[Date Prev][Date Next][Thread Prev][Thread Next][Date Index][Thread Index]
Re: [lmi] Robust timings in unit tests
From: |
Greg Chicares |
Subject: |
Re: [lmi] Robust timings in unit tests |
Date: |
Thu, 11 May 2017 14:57:18 +0000 |
User-agent: |
Mozilla/5.0 (X11; Linux x86_64; rv:45.0) Gecko/20100101 Thunderbird/45.8.0 |
On 2017-05-07 22:14, Vadim Zeitlin wrote:
> On Sun, 7 May 2017 17:49:29 +0000 Greg Chicares <address@hidden> wrote:
[...]
> GC> An argument might be made for reporting the lowest measurement rather
> GC> than the mean.
>
> This seems a good argument to me and this is exactly what I do when
> measuring CPU-bound code.
Commit 1a629bf changed AliquotTimer so that it reports the minimum.

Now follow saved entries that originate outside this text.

PR #924, opened 2024-05-19
Deprecate `onboundary`, remove `boundary_matrix` property from `Grid`

fredrikekre:
This patch deprecates the `onboundary` function which checks whether an element has any facet alone an external boundary. This functionality relied on the `boundary_matrix` property in `Grid`, but this was only populated correctly by the builtin grid generators (and not e.g. for meshes parsed from other formats).

Checking `onboundary` was just a shortcut to avoid some extra work in the facetset containment check which you always had to do anyways, but since this is just a tuple hash it isn't expensive anyway.

In addition, nowadays there are utilities such as `FacetIterator` which let's you explicitly loop over the facet sets you want directly.

### DIFF
--- a/CHANGELOG.md
+++ b/CHANGELOG.md
@@ -385,6 +385,17 @@ more discussion).
   now you can still use them by prefixing `Ferrite.`, e.g. `Ferrite.getweights`.)
   ([#754][github-754])
 
+- The `onboundary` function (and the associated `boundary_matrix` property of the `Grid`
+  datastructure) have been removed ([#924][github-924]). Instead of first checking
+  `onboundary` and then check whether a facet belong to a specific facetset, check the
+  facetset directly. For example:
+  ```diff
+  - if onboundary(cell, local_face_id) && (cell_id, local_face_id) in getfacesets(grid, "traction_boundary")
+  + if (cell_id, local_face_id) in getfacesets(grid, "traction_boundary")
+       # integrate the "traction_boundary" boundary
+    end
+  ```
+
 ### Fixed
 
 - Benchmarks now work with master branch. ([#751][github-#751], [#855][github-#855])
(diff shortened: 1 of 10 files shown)


termi-official:
Should we also update the examples then to use the FaceIterator instead of locally checking for all faces if we are on the boundary? I think especially if we have multiple small sets on the boundary there could be quite a bit of performance overhead.

lijas (approved):

CHANGELOG.md
```diff
@@ -385,6 +385,16 @@ more discussion).
   now you can still use them by prefixing `Ferrite.`, e.g. `Ferrite.getweights`.)
   ([#754][github-754])
 
+- The `onboundary` function have been removed ([#924][github-924]). Instead of first
```
KnutAM, line 388:
```suggestion
- The `onboundary` function and the associated `boundary_matrix` in the `Grid` datastructure have been removed ([#924][github-924]). Instead of first
```

fredrikekre:
> Should we also update the examples then to use the FaceIterator instead of locally checking for all faces if we are on the boundary?

You mean for the case where you previously could guard many face-set checks behind `onboundary`?
```
if onboundary(...)
    if # boundary 1
        # do things
    end
    if # boundary 2
        # do things
    end
end
```
I guess then it would be preferred to loop explicitly over the sets, but I think the current examples are fine.

fredrikekre:
I think it would be nice with a function that gave you the `FacetIndex`s, for example `facetindices`, then you could replace
```diff
- for local_facetindex in 1:nfacets(cell)
-     if (cellid(cell), local_facetindex) in getfacetset(grid, "boundary")
+ for facetindex in facetindices(cell)
+     if facetindex in getfacetset(grid, "boundary")
          # do something
      end
  end
```

PR #926, opened 2024-05-20
Shell on solid-face test

### LINKED ISSUE #899: Coupling shells to solid faces

lijas:
Test that the dofhandler distributes the dofs correctly when a shell (or beam) element is attached to the face of a solid.

Closes #899

### DIFF
--- a/test/test_dofs.jl
+++ b/test/test_dofs.jl
@@ -679,3 +679,78 @@ end
     K_default = create_sparsity_pattern(dh)
     @test K == K_cont == K_default
 end
+
+
+@testset "shell on solid face" begin
+
+    # Node numbering:
+    # 3 ____ 4  4
+    # |      |  |   
+    # |      |  | (Beam attached to facet)    
+    # 1 ____ 2  2
+
+    dim = 2
+    grid = generate_grid(Quadrilateral, (1,1))
+    line1 = Line((2,4))
+    grid = Grid([grid.cells[1], line1], grid.nodes)
+
+    order = 2
+    ip_solid = Lagrange{RefQuadrilateral, order}()#^dim
+    ip_shell = Lagrange{RefLine, order}()
+
+    dh = DofHandler(grid)
+    sdh_solid = SubDofHandler(dh, Set(1))
+    add!(sdh_solid, :u, ip_solid)
+    sdh_shell = SubDofHandler(dh, Set(2))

Here are some results. First, 'timer_test' for two architectures,
tabulating the first three lines, which measure
- inline void do_nothing() {}
- a hundred logarithm calculations written to volatile storage
- ten calls to that hundred-logarithm function
min mean min mean min mean
i686-w64-mingw32
300 353 8500 8587 41400 64280
300 336 8500 8579 41400 65340
300 312 8500 8564 41400 50950
300 337 8500 8776 82800 83060
300 338 8500 8581 41400 51390
300 332 8500 9117 41400 60440
300 336 8500 8579 41400 77610
100 175 4200 4288 41400 41770
100 299 4200 4288 41400 41570
300 312 8500 8581 82800 83160
x86_64-linux-gnu
0 353 4000 8587 40000 64280
0 336 8000 8579 81000 65340
0 312 4000 8564 40000 50950
0 337 4000 8776 40000 83060
0 338 8000 8581 40000 51390
0 332 8000 9117 40000 60440
0 336 4000 8579 40000 77610
0 175 4000 4288 40000 41770
0 299 4000 4288 40000 41570
0 312 8000 8581 40000 83160
At first, I questioned whether this change is really an improvement.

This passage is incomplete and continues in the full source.